Bekara sûresinin ikiyüzyetmişinci (270) âyet-i kerîmesinde meâlen, (Fakîre verdiğiniz sadakaları ve yapdığınız nezrleri, Allahü teâlâ biliyor) ve Hac sûresinin yirmidokuzuncu âyetinde meâlen, (Nezrlerini yerine getirsinler) buyuruldu. Dehr sûresinin yedinci âyetinde, (Onlar nezr etdiklerini yaparlar) buyurarak övmekdedir. Bu âyet-i kerîmelerde, Allahü teâlâ, nezr edenleri bilirim diyor. Nezr edenleri övüyor. Nezrin, fakîrlere nafaka olduğunu bildiriyor. Resûlullah “sallallahü aleyhi ve sellem” efendimize sordular: Bir erkek veyâ bir kadın, Mekke şehrinden başka bir yerde, deve kesmeği nezr ediyor. Bu, câhiliyyet zemânında, putların önünde kesilen deve gibi mi olur? Cevâbında, (Hayır öyle olmaz, nezrini yerine getirsin! Allahü teâlâ, her yerde hâzır ve nâzırdır. Herkesin nasıl niyyet etdiğini bilir) buyurdu. Bu hadîs-i şerîf, sapık sözlere cevâb olarak yetişir. Allah rızâsı için kesilmesi nezr edilen hayvanı, sâlih kimselerin mezârları yanında keserek, etini orada bulunan fakîrlere dağıtmak ve sevâbını o sâlih kimsenin rûhuna bağışlamak câizdir. Bir zararı yokdur. Allah rızâsı için kesilmesi adak yapılan hayvan elbette kesilecekdir. Bu hayvanı kesmek, bir ibâdetdir. Etini fakîrlere dağıtmak da, ayrı bir ibâdetdir. Bu her iki ibâdetin başka başka sevâbları vardır.

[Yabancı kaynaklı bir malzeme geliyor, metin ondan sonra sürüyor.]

PR #820, opened 2021-08-26
report/email: getting link from module

khamui:
fixing bug described in mein Berlin issue:
https://github.com/liqd/a4-meinberlin/issues/3692

closes liqd/a4-meinberlin#3692

### DIFF
--- a/adhocracy4/polls/models.py
+++ b/adhocracy4/polls/models.py
@@ -39,7 +39,7 @@ class Poll(module_models.Item):
                                object_id_field='object_pk')
 
     def get_absolute_url(self):
-        return self.project.get_absolute_url()
+        return self.module.get_absolute_url()
 
     def annotated_questions(self):
         return self.questions.annotate_vote_count()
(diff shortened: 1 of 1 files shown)


khamui:
@fuzzylogic2000 i wasn't sure if i should use `get_detail_url` inside of `get_absolute_url` or create a new method. But at the end we wan't to get the projectlink for single module and and the modulelink for multiplee modules in any case right?

and it is someehow a property and not a method, that is why it is without `..url()`

adhocracy4/polls/models.py
```diff
@@ -39,7 +39,7 @@ class Poll(module_models.Item):
                                object_id_field='object_pk')
 
     def get_absolute_url(self):
-        return self.module.get_absolute_url()
+        return self.module.get_detail_url
```
fuzzylogic2000, line 42: Yes, it is a property. Maybe shouldn't be, but anyway. https://github.com/liqd/adhocracy4/blob/33e94010d51b5973de3b89bb3e3fb63aa5e9f03f/adhocracy4/modules/models.py#L98

fuzzylogic2000 (approved):
Yes, nice!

Müellifin, ölüler için adak yapılmasını ve mezâr yakınında, Allahü teâlâ için hayvan kesmesini, puta tapmağa benzetmesi, müslimânlara büyük iftirâdır. Bu sözünü, âyet-i kerîme ile ve hadîs-i şerîf ile isbât etmesi lâzımdır. Adak için, böyle bir isbât yapamıyor. Kâfirler için, müşrikler için gelmiş olan âyet-i kerîmeleri müslimânlara bulaşdırmağa kalkışıyor. Fıkh âlimlerinin kitâblarında harâm veyâ mekrûh hattâ câiz olduğu bildirilen şeyleri yazarak, küfrdür, şirkdir, yaygarasını basıyor. Zâten, mezheb imâmlarına, fıkh âlimlerine kıymet vermiyor. Ehl-i sünneti aldatmak için, müslimânların gözünü boyamak için, işine gelen, çıkarına yarıyan yerleri yazıyor.